С другой стороны… вид т. Миронова производит впечатление затравленного и отчаявшегося человека. В последнее время т. Миронов, боясь ареста или покушения, держит около себя непосредственную охрану. Политработники боятся Миронова. Красноармейцы в возбужденном состоянии и каждую минуту готовы к вооруженному выступлению на защиту Миронова от покушения на него политработников[388].
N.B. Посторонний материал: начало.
PR #156, opened 2024-07-22
fixed a bunch of nits

pompon0:
tweaked names a bit, replaced context() with wrap() to propagate cancellation, fixed gossipnet msg size limits

### DIFF
--- a/node/actors/network/src/gossip/batch_votes.rs
+++ b/node/actors/network/src/gossip/batch_votes.rs
@@ -1,8 +1,8 @@
 //! Global state distributed by active attesters, observed by all the nodes in the network.
 use crate::watch::Watch;
-use std::{collections::HashSet, sync::Arc};
+use std::{collections::HashSet, fmt, sync::Arc};
 use zksync_concurrency::sync;
-use zksync_consensus_roles::attester::{self, Batch};
+use zksync_consensus_roles::attester;
 
 /// Represents the currents state of node's knowledge about the attester votes.
 ///
@@ -24,7 +24,7 @@ pub(crate) struct BatchVotes {
     /// for now, hoping that with 1 minute batches there's plenty of time for
     /// the quorum to be reached, but eventually we'll have to allow multiple
     /// votes across different heights.
-    pub(crate) votes: im::HashMap<attester::PublicKey, Arc<attester::Signed<Batch>>>,
+    pub(crate) votes: im::HashMap<attester::PublicKey, Arc<attester::Signed<attester::Batch>>>,
 
     /// Total weight of votes at different heights and hashes.
     ///
@@ -40,7 +40,7 @@ pub(crate) struct BatchVotes {
 
 impl BatchVotes {
     /// Returns a set of votes of `self` which are newer than the entries in `b`.
-    pub(super) fn get_newer(&self, b: &Self) -> Vec<Arc<attester::Signed<Batch>>> {
+    pub(super) fn get_newer(&self, b: &Self) -> Vec<Arc<attester::Signed<attester::Batch>>> {
         let mut newer = vec![];
         for (k, v) in &self.votes {
             if let Some(bv) = b.votes.get(k) {
@@ -61,7 +61,7 @@ impl BatchVotes {
     pub(super) fn update(
         &mut self,
         attesters: &attester::Committee,
-        data: &[Arc<attester::Signed<Batch>>],
+        data: &[Arc<attester::Signed<attester::Batch>>],
     ) -> anyhow::Result<bool> {
         let mut changed = false;
 
@@ -133,7 +133,7 @@ impl BatchVotes {
                                 sigs
                             });
                         attester::BatchQC {
-                            message: Batch {
+                            message: attester::Batch {
                                 number: *number,
                                 hash: *hash,
                             },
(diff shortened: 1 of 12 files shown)


node/actors/network/src/gossip/runner.rs
```diff
@@ -107,23 +86,23 @@ impl rpc::Handler<rpc::push_block_store_state::Rpc> for &PushBlockStoreStateServ
...
     }
 }
 
 #[async_trait]
-impl rpc::Handler<rpc::push_batch_store_state::Rpc> for &PushBatchStoreStateServer {
+impl rpc::Handler<rpc::push_batch_store_state::Rpc> for &PushServer<'_> {
     fn max_req_size(&self) -> usize {
-        self.max_batch_size.saturating_add(kB)
+        10 * kB
     }
```
aakoshh, line 98: I notice you removed this from the server side but not from the [client side](https://github.com/matter-labs/era-consensus/blob/1afde79e3891c14b080d35b3f69593843fc54970/node/actors/network/src/gossip/runner.rs#L338). 

Without this change the tests in `zksync-era` failed as the payload size was larger than 10kB, and after this change the gossip of batches was actually enabled. Am I missing something that keeps requests small now?

node/actors/network/src/lib.rs
```diff
@@ -131,12 +131,7 @@ impl Runner {
             });
 
             // Update QC batches in the background.
-            s.spawn(async {
-                match self.net.gossip.run_batch_qc_finder(ctx).await {
-                    Err(ctx::Error::Canceled(_)) => Ok(()),
-                    other => other,
-                }
-            });
+            s.spawn(self.net.gossip.run_batch_qc_finder(ctx));
```
aakoshh, line 134: Okay, I understand now why it behaved differently: a `.context` wrapped a `Cancel` into an `anyhow::Error` which then became a `ctx::Error::Internal` and caused the scope to fail during shutdown. 

This is a bit obscure; it would be helpful if `Wrap` or at least the [implementation of it](https://github.com/matter-labs/era-consensus/blob/cf01b6add5cb8993411b29bdc1ba2627bb993e0f/node/libs/concurrency/src/ctx/mod.rs#L269) would mention the significance of consistently using `.wrap` with `ctx::Result`.

brunoffranca (approved):

node/actors/network/src/gossip/batch_votes.rs
```diff
@@ -233,13 +232,20 @@ impl BatchVotesWatch {
 /// Wrapper around [BatchVotesWatch] to publish votes over batches signed by an attester key.
 pub struct BatchVotesPublisher(pub(crate) Arc<BatchVotesWatch>);
 
+impl fmt::Debug for BatchVotesPublisher {
+    fn fmt(&self, fmt: &mut fmt::Formatter) -> fmt::Result {
+        fmt.debug_struct("BatchVotesPublisher")
+            .finish_non_exhaustive()
+    }
+}
```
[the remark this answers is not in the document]
pompon0: because the nested field doesn't implement Debug.

node/actors/network/src/gossip/runner.rs
pompon0: There are many different messages here:
* PushBatchStoreState request: just range of BatchNumbers (begin and end)
* PushBAtchStoreState response: empty
* GetBatch request: just BatchNumber
* GetBatch response: the actual large batch.

Now that you mention it, I see that The PushBatchStoreState request is incorrectly defined. Let me fix it.

pompon0: done

node/actors/network/src/lib.rs
pompon0: Good point, I've added documentation to both Wrap and ctx::Error to cover that. If you think it is still too obscure, we can for example consider removing implicit conversion from anyhow::Error to ctx::Error.

aakoshh:
Great, changing `BatchStoreState::last` from a `SyncBatch` to a `BatchNumber` makes a whole lot more sense then unconditionally pushing all the L2 blocks to gossip peers after each L1 batch whether they need it or not 👍 We discussed this with @brunoffranca and @RomanBrodetski on standups but none of us were sure whether it's intentional, although the fact that the `.proto` file said it was a "QC" made it suspicious that it was a copy paste error from the similar block related artifacts. 

Perhaps the title can be updated to reflect this change as it will also have to be fixed on the era side, ie. a bit more significant than a nit.

node/actors/network/src/proto/gossip.proto
```diff
@@ -37,10 +37,12 @@ message PushBlockStoreState {
...
 // and actively fetch newest batch.
 message PushBatchStoreState {
+  reserved 2;
+  reserved "last";
   // First batch that the node has locally.
   optional uint64 first = 1; // required; BatchNumber
-  // Last batch QC that the node has locally.
-  optional roles.attester.SyncBatch last = 2; // optional
+  // Last batch that the node has locally.
+  optional uint64 last_v2 = 3; // optional
```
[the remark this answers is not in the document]
pompon0: the point here is that it doesn't matter - it is supposed to be a range of batches that the peer can send us and we don't care if it has them persisted or not (we wouldn't trust them anyway).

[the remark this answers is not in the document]
aakoshh: Okay so persisted or queued doesn't matter, but for example the fact that a proof is generated means that the asynchronously produced `commitment` is available, and not just the L1 batch itself. Never mind, just thought there is something better than v2.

Спустя два дня, 21 августа, один из соратников Миронова, Константин Булаткин, написал своему бывшему командиру Семену Буденному:

Товарищ Миронов… это не только великий стратег и полководец, но и великий пророк… Он находится в опале, потому что любит правду… Если бы ему дали возможность сформировать корпус, тебе голову на отрез даю, что, появись с ним на фронте, дух морально в два счета бы повысился и перевес бы был сразу на нашей стороне[389].

Двадцать второго августа Миронов приказал своим бойцам готовиться к выступлению. «Помните, вы не одиноки. С вами подлинная душа измученного народа. Если и погибнете в боях, то погибнете за правду. Любить же правду и умирать за нее завещал Христос»[390].

На следующий день Миронову позвонил член ЦК и начальник Политуправления Реввоенсовета Республики, двадцатишестилетний Ивар Смилга. Ведущий комиссар Красной армии, Смилга родился и вырос в Лифляндской губернии, вступил в партию в возрасте четырнадцати лет (после того как его отца, участника революции 1905 года, расстреляли правительственные войска), пять лет изучал философию и политэкономию в сибирской ссылке и в 1917 году возглавил октябрьское вооруженное восстание в Финляндии. Сохранился текст его «прямой линии» с Мироновым[391].

Смилга. Я категорически настаиваю, чтобы вы своими несогласованными действиями не затрудняли бы положение наших армий…

Миронов. Если вы, т. Смилга, имеете чутье государственного человека, то я тоже категорически настаиваю не препятствовать мне уйти на фронт. Только там я буду чувствовать себя удовлетворенным. Прошу не создавать атмосферы сгущения, я это решил положительно, видя гибель революции, и меня остановит только смерть. А я хотел, чтобы взяли мою жизнь на спасение революции, в которой она сейчас нуждается. Повторяю, если мне в этом будет отказано, я утратил всякую веру в людей, стоящих у власти.

Смилга. Тов. Миронов, никто не думает лишать вас… (Миронов прерывает)

Миронов. И вынужден не утрачивать веры в идею народных масс. Я меньше всего хотел того, что создалось вокруг меня, и вдобавок нахожусь под тяжким впечатлением зверств, учиненных над уральскими казаками коммунистом Ермоленко и над донскими – Донским бюро, создавшими этот страшный фронт для революции. Над моей докладной запиской от 16 марта в Реввоенсовете Республики, видимо, посмеялись, а если бы она была принята во внимание, не было бы теперь местного фронта т. Миронова.